■ **YOUR GOAL**: Exact copies of all records below are needed.

(Items listed in a dataset)
PR #770, opened 2023-09-19
add task solution

AnnaViolin23:
[DEMO LINK](https://AnnaViolin23.github.io/react_todo-app-with-api/)

### DIFF
--- a/src/App.tsx
+++ b/src/App.tsx
@@ -1,24 +1,263 @@
-/* eslint-disable max-len */
 /* eslint-disable jsx-a11y/control-has-associated-label */
-import React from 'react';
+import React, {
+  FormEvent, useEffect, useMemo, useState,
+} from 'react';
+import classNames from 'classnames';
+import { Todo } from './types/Todo';
+import { FilterType } from './types/FilterTypes';
+import { Error } from './types/Error';
+import { getTodos } from './api/todos';
+import * as postService from './api/todos';
 import { UserWarning } from './UserWarning';
+import { TodoList } from './components/TodoList';
+import { TodoFilter } from './components/FilterTodo';
+import { TodoError } from './components/TodoError';
+import { TodoItem } from './components/TodoItem';
 
-const USER_ID = 0;
+const USER_ID = 11707;
+
+const getVisibleTodos = (todos: Todo[], status: FilterType) => {
+  return todos.filter(todo => {
+    switch (status) {
+      case FilterType.Completed:
+        return todo.completed;
+
+      case FilterType.Active:
+        return !todo.completed;
+
+      default:
+        return true;
+    }
+  });
+};
 
 export const App: React.FC = () => {
+  const [todos, setTodos] = useState<Todo[]>([]);
+  const [status, setStatus] = useState(FilterType.All);
+  const [errorMessage, setErrorMessage] = useState(Error.None);
+  const [query, setQuery] = useState('');
+  const [tempTodo, setTempTodo] = useState<Todo | null>(null);
+  const [loadingIds, setLoadingIds] = useState<number[]>([]);
+
+  useEffect(() => {
+    getTodos(USER_ID)
+      .then(setTodos)
+      .catch(() => setErrorMessage(Error.Load));
+  }, []);
+
+  const visibleTodos = useMemo(() => getVisibleTodos(todos, status),
+    [todos, status]);
+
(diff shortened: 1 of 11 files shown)


src/App.tsx
```diff
@@ -1,24 +1,263 @@
...
+      onDeleteTodo(todo.id);
+    });
+  };
+
   if (!USER_ID) {
     return <UserWarning />;
   }
 
+  const handleToggleAll = () => {
+    const uncompletedTodos = todos.filter(todo => todo.completed === false);
```
volodymyr-soltys97, line 120:
```suggestion
    const uncompletedTodos = todos.filter(todo => !todo.completed);
```

src/App.tsx
```diff
@@ -1,24 +1,263 @@
...
+            {tempTodo && (
+              <TodoItem
+                todo={tempTodo}
+                onDeleteTodo={onDeleteTodo}
+                loadingIds={loadingIds}
+                setTodos={setTodos}
+                setLoadingIds={setLoadingIds}
+                todos={visibleTodos}
+
+              />
```
volodymyr-soltys97, line 224:
```suggestion
                todos={visibleTodos}
              />
```

src/components/TodoItem.tsx
```diff
@@ -0,0 +1,191 @@
...
+            <span
+              className="todo__title"
+              onDoubleClick={handleDoubleClick}
+            >
+              {todo.title}
+            </span>
+            <button
+              type="button"
+              className="todo__remove"
+              onClick={() => onDeleteTodo(todo.id)}
```
volodymyr-soltys97, line 174: You can use a destructuring for `todo`

volodymyr-soltys97 (changes requested):
Great work 👍 
Let's improve your code

src/components/TodoItem.tsx
```diff
@@ -0,0 +1,189 @@
...
+
+export const TodoItem: React.FC<Props> = ({
+  todo,
+  onDeleteTodo,
+  loadingIds,
+  setTodos,
+  setLoadingIds,
+  todos,
+}) => {
+  const [, setErrorMessage] = useState(Error.None);
```
etojeDenys, line 27: why do we need this state, if we do not need the value

src/App.tsx
```diff
@@ -1,24 +1,262 @@
...
+      <div className="todoapp__content">
+        <header className="todoapp__header">
+
+          {todos.length !== 0 && (
+            <button
+              type="button"
+              className={classNames('todoapp__toggle-all', {
+                active: completedTodoCount !== 0,
+              })}
+              onClick={() => handleToggleAll()}
```
etojeDenys, line 191:
```suggestion
              onClick={handleToggleAll}
```
we can simplify it

src/App.tsx
```diff
@@ -1,24 +1,262 @@
...
+    Promise.all(uncompletedTodos.map(todo => {
+      return postService.updateTodo(todo.id, {
+        completed: !todo.completed,
+      });
+    }))
+      .then(() => {
+        getTodos(USER_ID)
+          .then((value) => {
+            setTodos(value);
+            setTodos(value);
```
etojeDenys, line 163: why do we need to call it twice?

etojeDenys (changes requested):

maxim2310 (changes requested):
You need to fix last comment and make commit and push

src/components/TodoItem.tsx
AnnaViolin23: Using setErrorMessage instead of directly throwing errors with throw provides more flexibility and control over how errors are managed and displayed in app. Also,  It centralizes error handling within the component, making it easier to manage and customize error responses.

volodymyr-soltys97: Still not fixed from the previous review, It's bad practice to write code like that, need to fix it.
You can create a default function and then call it at the right places with a certain value, and using state without using state is not recommended

src/components/TodoItem.tsx
```diff
@@ -0,0 +1,189 @@
...
+  const [doubleClicked, setDoubleClicked] = useState(false);
+  const [editingTitle, setEditingTitle] = useState(todo.title);
```
volodymyr-soltys97, line 29: Consider will be better if you add a generic types everywhere for state for better readability

volodymyr-soltys97 (changes requested):

etojeDenys (approved):
lgtm

PR #772, opened 2023-09-20
Everything works outside of escape. Would love some advice on that.

szymonpachucki:
[DEMO LINK](https://szymonpachucki.github.io/react_todo-app-with-api/)

### DIFF
--- a/src/App.tsx
+++ b/src/App.tsx
@@ -1,24 +1,101 @@
-/* eslint-disable max-len */
-/* eslint-disable jsx-a11y/control-has-associated-label */
-import React from 'react';
-import { UserWarning } from './UserWarning';
-
-const USER_ID = 0;
+import React, { useEffect, useState } from 'react';
+import { Todo } from './types/Todo';
+import { Errors } from './types/Errors';
+import { FilterOption } from './types/filterOption';
+import { TodoList } from './components/todoList';
+import { InCaseOfError } from './components/inCaseOfError';
+import { InputOfTodos } from './components/inputOfTodos';
+import { Footer } from './components/footer';
 
 export const App: React.FC = () => {
-  if (!USER_ID) {
-    return <UserWarning />;
-  }
+  const [todos, setTodos] = useState<Todo[]>([
+    // Initialize with some example todos
+
+    {
+      id: 1,
+      title: 'Example Todo 1',
+      completed: false,
+      removed: false,
+      editing: false,
+    },
+
+    {
+      id: 2,
+      title: 'Example Todo 2',
+      completed: true,
+      removed: false,
+      editing: false,
+    },
+  ]);
+  const [error, setError] = useState<Errors | null>(null);
+  const [filterTodos, setFilterTodos] = useState<FilterOption>('All');
+  const [newTodo, setNewTodo] = useState<string>(''); // State for new todo input
+
+  const handleSetFilter = (newFilter: FilterOption) => {
+    setFilterTodos(newFilter);
+  };
+
+  const closeError = () => {
+    setError(null);
+  };
+
+  const addTodo = () => {
+    if (newTodo.trim() !== '') {
+      const newTodoItem: Todo = {
+        id: todos.length + 1,
+        title: newTodo,
+        completed: false,
+        removed: false,
+        editing: false,
+      };
+
+      setTodos([...todos, newTodoItem]);
+      setNewTodo(''); // Clear the input field
+    }
+  };
+
+  useEffect(() => {
+    // You can perform any additional actions here when the todos state changes.
+  }, [todos]);
 
   return (
-    <section className="section container">
-      <p className="title is-4">
-        Copy all you need from the prev task:
-        <br />
-        <a href="https://github.com/mate-academy/react_todo-app-add-and-delete#react-todo-app-add-and-delete">React Todo App - Add and Delete</a>
-      </p>
+    <div className="todoapp">
+      <h1 className="todoapp__title">todos</h1>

■ **SOLUTION TO THE PROBLEM**:
PR #770, opened 2023-09-19
add task solution

AnnaViolin23:
[DEMO LINK](https://AnnaViolin23.github.io/react_todo-app-with-api/)

### DIFF
--- a/src/App.tsx
+++ b/src/App.tsx
@@ -1,24 +1,263 @@
-/* eslint-disable max-len */
 /* eslint-disable jsx-a11y/control-has-associated-label */
-import React from 'react';
+import React, {
+  FormEvent, useEffect, useMemo, useState,
+} from 'react';
+import classNames from 'classnames';
+import { Todo } from './types/Todo';
+import { FilterType } from './types/FilterTypes';
+import { Error } from './types/Error';
+import { getTodos } from './api/todos';
+import * as postService from './api/todos';
 import { UserWarning } from './UserWarning';
+import { TodoList } from './components/TodoList';
+import { TodoFilter } from './components/FilterTodo';
+import { TodoError } from './components/TodoError';
+import { TodoItem } from './components/TodoItem';
 
-const USER_ID = 0;
+const USER_ID = 11707;
+
+const getVisibleTodos = (todos: Todo[], status: FilterType) => {
+  return todos.filter(todo => {
+    switch (status) {
+      case FilterType.Completed:
+        return todo.completed;
+
+      case FilterType.Active:
+        return !todo.completed;
+
+      default:
+        return true;
+    }
+  });
+};
 
 export const App: React.FC = () => {
+  const [todos, setTodos] = useState<Todo[]>([]);
+  const [status, setStatus] = useState(FilterType.All);
+  const [errorMessage, setErrorMessage] = useState(Error.None);
+  const [query, setQuery] = useState('');
+  const [tempTodo, setTempTodo] = useState<Todo | null>(null);
+  const [loadingIds, setLoadingIds] = useState<number[]>([]);
+
+  useEffect(() => {
+    getTodos(USER_ID)
+      .then(setTodos)
+      .catch(() => setErrorMessage(Error.Load));
+  }, []);
+
+  const visibleTodos = useMemo(() => getVisibleTodos(todos, status),
+    [todos, status]);
+
(diff shortened: 1 of 11 files shown)


src/App.tsx
```diff
@@ -1,24 +1,263 @@
...
+      onDeleteTodo(todo.id);
+    });
+  };
+
   if (!USER_ID) {
     return <UserWarning />;
   }
 
+  const handleToggleAll = () => {
+    const uncompletedTodos = todos.filter(todo => todo.completed === false);
```
volodymyr-soltys97, line 120:
```suggestion
    const uncompletedTodos = todos.filter(todo => !todo.completed);
```

src/App.tsx
```diff
@@ -1,24 +1,263 @@
...
+            {tempTodo && (
+              <TodoItem
+                todo={tempTodo}
+                onDeleteTodo={onDeleteTodo}
+                loadingIds={loadingIds}
+                setTodos={setTodos}
+                setLoadingIds={setLoadingIds}
+                todos={visibleTodos}
+
+              />
```
volodymyr-soltys97, line 224:
```suggestion
                todos={visibleTodos}
              />
```

src/components/TodoItem.tsx
```diff
@@ -0,0 +1,191 @@
...
+            <span
+              className="todo__title"
+              onDoubleClick={handleDoubleClick}
+            >
+              {todo.title}
+            </span>
+            <button
+              type="button"
+              className="todo__remove"
+              onClick={() => onDeleteTodo(todo.id)}
```
volodymyr-soltys97, line 174: You can use a destructuring for `todo`

volodymyr-soltys97 (changes requested):
Great work 👍 
Let's improve your code

src/components/TodoItem.tsx
```diff
@@ -0,0 +1,189 @@
...
+
+export const TodoItem: React.FC<Props> = ({
+  todo,
+  onDeleteTodo,
+  loadingIds,
+  setTodos,
+  setLoadingIds,
+  todos,
+}) => {
+  const [, setErrorMessage] = useState(Error.None);
```
etojeDenys, line 27: why do we need this state, if we do not need the value

src/App.tsx
```diff
@@ -1,24 +1,262 @@
...
+      <div className="todoapp__content">
+        <header className="todoapp__header">
+
+          {todos.length !== 0 && (
+            <button
+              type="button"
+              className={classNames('todoapp__toggle-all', {
+                active: completedTodoCount !== 0,
+              })}
+              onClick={() => handleToggleAll()}
```
etojeDenys, line 191:
```suggestion
              onClick={handleToggleAll}
```
we can simplify it

src/App.tsx
```diff
@@ -1,24 +1,262 @@
...
+    Promise.all(uncompletedTodos.map(todo => {
+      return postService.updateTodo(todo.id, {
+        completed: !todo.completed,
+      });
+    }))
+      .then(() => {
+        getTodos(USER_ID)
+          .then((value) => {
+            setTodos(value);
+            setTodos(value);
```
etojeDenys, line 163: why do we need to call it twice?

etojeDenys (changes requested):

maxim2310 (changes requested):
You need to fix last comment and make commit and push

src/components/TodoItem.tsx
AnnaViolin23: Using setErrorMessage instead of directly throwing errors with throw provides more flexibility and control over how errors are managed and displayed in app. Also,  It centralizes error handling within the component, making it easier to manage and customize error responses.

volodymyr-soltys97: Still not fixed from the previous review, It's bad practice to write code like that, need to fix it.
You can create a default function and then call it at the right places with a certain value, and using state without using state is not recommended

src/components/TodoItem.tsx
```diff
@@ -0,0 +1,189 @@
...
+  const [doubleClicked, setDoubleClicked] = useState(false);
+  const [editingTitle, setEditingTitle] = useState(todo.title);
```
volodymyr-soltys97, line 29: Consider will be better if you add a generic types everywhere for state for better readability

volodymyr-soltys97 (changes requested):

etojeDenys (approved):
lgtm

PR #772, opened 2023-09-20
Everything works outside of escape. Would love some advice on that.

szymonpachucki:
[DEMO LINK](https://szymonpachucki.github.io/react_todo-app-with-api/)

### DIFF
--- a/src/App.tsx
+++ b/src/App.tsx
@@ -1,24 +1,101 @@
-/* eslint-disable max-len */
-/* eslint-disable jsx-a11y/control-has-associated-label */
-import React from 'react';
-import { UserWarning } from './UserWarning';
-
-const USER_ID = 0;
+import React, { useEffect, useState } from 'react';
+import { Todo } from './types/Todo';
+import { Errors } from './types/Errors';
+import { FilterOption } from './types/filterOption';
+import { TodoList } from './components/todoList';
+import { InCaseOfError } from './components/inCaseOfError';
+import { InputOfTodos } from './components/inputOfTodos';
+import { Footer } from './components/footer';
 
 export const App: React.FC = () => {
-  if (!USER_ID) {
-    return <UserWarning />;
-  }
+  const [todos, setTodos] = useState<Todo[]>([
+    // Initialize with some example todos
+
+    {
+      id: 1,
+      title: 'Example Todo 1',
+      completed: false,
+      removed: false,
+      editing: false,
+    },
+
+    {
+      id: 2,
+      title: 'Example Todo 2',
+      completed: true,
+      removed: false,
+      editing: false,
+    },
+  ]);
+  const [error, setError] = useState<Errors | null>(null);
+  const [filterTodos, setFilterTodos] = useState<FilterOption>('All');
+  const [newTodo, setNewTodo] = useState<string>(''); // State for new todo input
+
+  const handleSetFilter = (newFilter: FilterOption) => {
+    setFilterTodos(newFilter);
+  };
+
+  const closeError = () => {
+    setError(null);
+  };
+
+  const addTodo = () => {
+    if (newTodo.trim() !== '') {
+      const newTodoItem: Todo = {
+        id: todos.length + 1,
+        title: newTodo,
+        completed: false,
+        removed: false,
+        editing: false,
+      };
+
+      setTodos([...todos, newTodoItem]);
+      setNewTodo(''); // Clear the input field
+    }
+  };
+
+  useEffect(() => {
+    // You can perform any additional actions here when the todos state changes.
+  }, [todos]);
 
   return (
-    <section className="section container">
-      <p className="title is-4">
-        Copy all you need from the prev task:
-        <br />
-        <a href="https://github.com/mate-academy/react_todo-app-add-and-delete#react-todo-app-add-and-delete">React Todo App - Add and Delete</a>
-      </p>
+    <div className="todoapp">
+      <h1 className="todoapp__title">todos</h1>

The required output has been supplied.